Interpreting borderline scores

A score near the boundary between action levels (e.g. 48 or 52) should be treated conservatively. Small changes in load weight, posture, or frequency can shift a task across a threshold. Use the sub-score breakdown in the In-Depth Analysis tab to identify which factor is contributing most to the total and prioritise that for improvement.

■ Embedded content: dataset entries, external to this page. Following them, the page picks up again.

PR #2253, opened 2022-08-10
use consent feature flag

odalys-dataport:
# Short Description

https://ticketsystem.dbildungscloud.de/browse/BC-2289

## Checklist before merging

### DIFF
--- a/src/pages/administration/StudentOverview.page.vue
+++ b/src/pages/administration/StudentOverview.page.vue
@@ -294,11 +294,17 @@ export default {
 		schoolIsExternallyManaged() {
 			return schoolsModule.schoolIsExternallyManaged;
 		},
-		env() {
-			return envConfigModule.getEnv;
+		isConsentNecessary() {
+			return (
+				envConfigModule.getEnv &&
+				envConfigModule.getEnv.FEATURE_CONSENT_NECESSARY
+			);
 		},
 		showConsent() {
-			return this.env && this.env.ADMIN_TABLES_DISPLAY_CONSENT_COLUMN;
+			return (
+				envConfigModule.getEnv &&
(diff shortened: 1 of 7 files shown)


src/pages/administration/StudentOverview.page.vue
```diff
@@ -398,10 +398,7 @@ export default {
 			};
 		},
 		isConsentNecessary() {
-			if (process.env.SC_THEME === "brb") {
-				return false;
-			}
-			return true;
+			return this.env.FEATURE_CONSENT_NECESSARY;
```
virgilchiriac, line 401: why calling it with this.env, while above envConfigModule
in some other cases, I see being called like envConfigModule.getEnv.FEATURE_CONSENT_NECESSARY

odalys-dataport: Since envConfigModule.getEnv is already stored in "env" I just went with the flow that was already in place. I can change it though.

5 Implementation in Motionprint Ergo

The KIM-LHC assessment in Motionprint Ergo is implemented in a dedicated Python processing pipeline, applying BAuA posture thresholds and scoring criteria to the motion capture data frame by frame.

Calculation workflow

1
Input data

Joint angles and segment positions are read from the MVNX file. User-defined parameters — load weight, gender, task frequency, and shift duration — are entered in the assessment setup panel and passed to the processing pipeline.

2
Frame-level scoring

kimlhc_score_per_frame.py evaluates posture classification and additional factor conditions at every frame of the recording, producing a per-frame score dataset that feeds into the critical moment detection step.

3
Critical moment detection

kimlhc_moment_processor.py identifies the critical moments within the recording — the frames where ergonomic risk is highest — and extracts the sub-scores (load rating, posture score, additional factors) for each moment.

4
Score aggregation and output

kimlhc_score_overview.py applies the time rating and aggregates scores across all critical moments to produce the final total. Results are presented in the report with the action level, sub-score breakdown, body posture images, and prioritised intervention recommendations.

Report outputs

KIM-LHC results are available in two export formats:

  • PDF report — summarises the total score, action level, sub-score breakdown, and prioritised recommendations. Includes body posture diagrams showing the classified start and finish postures for each critical moment.
  • Excel report — provides a detailed breakdown of all sub-scores, multipliers, and per-moment data, suitable for further analysis or regulatory documentation.
Custom diagram
KIM-LHC body posture diagram
Body posture illustration from the KIM-LHC PDF report showing the classified start and finish postures for a critical moment, with colour-coded risk regions. Provided by client.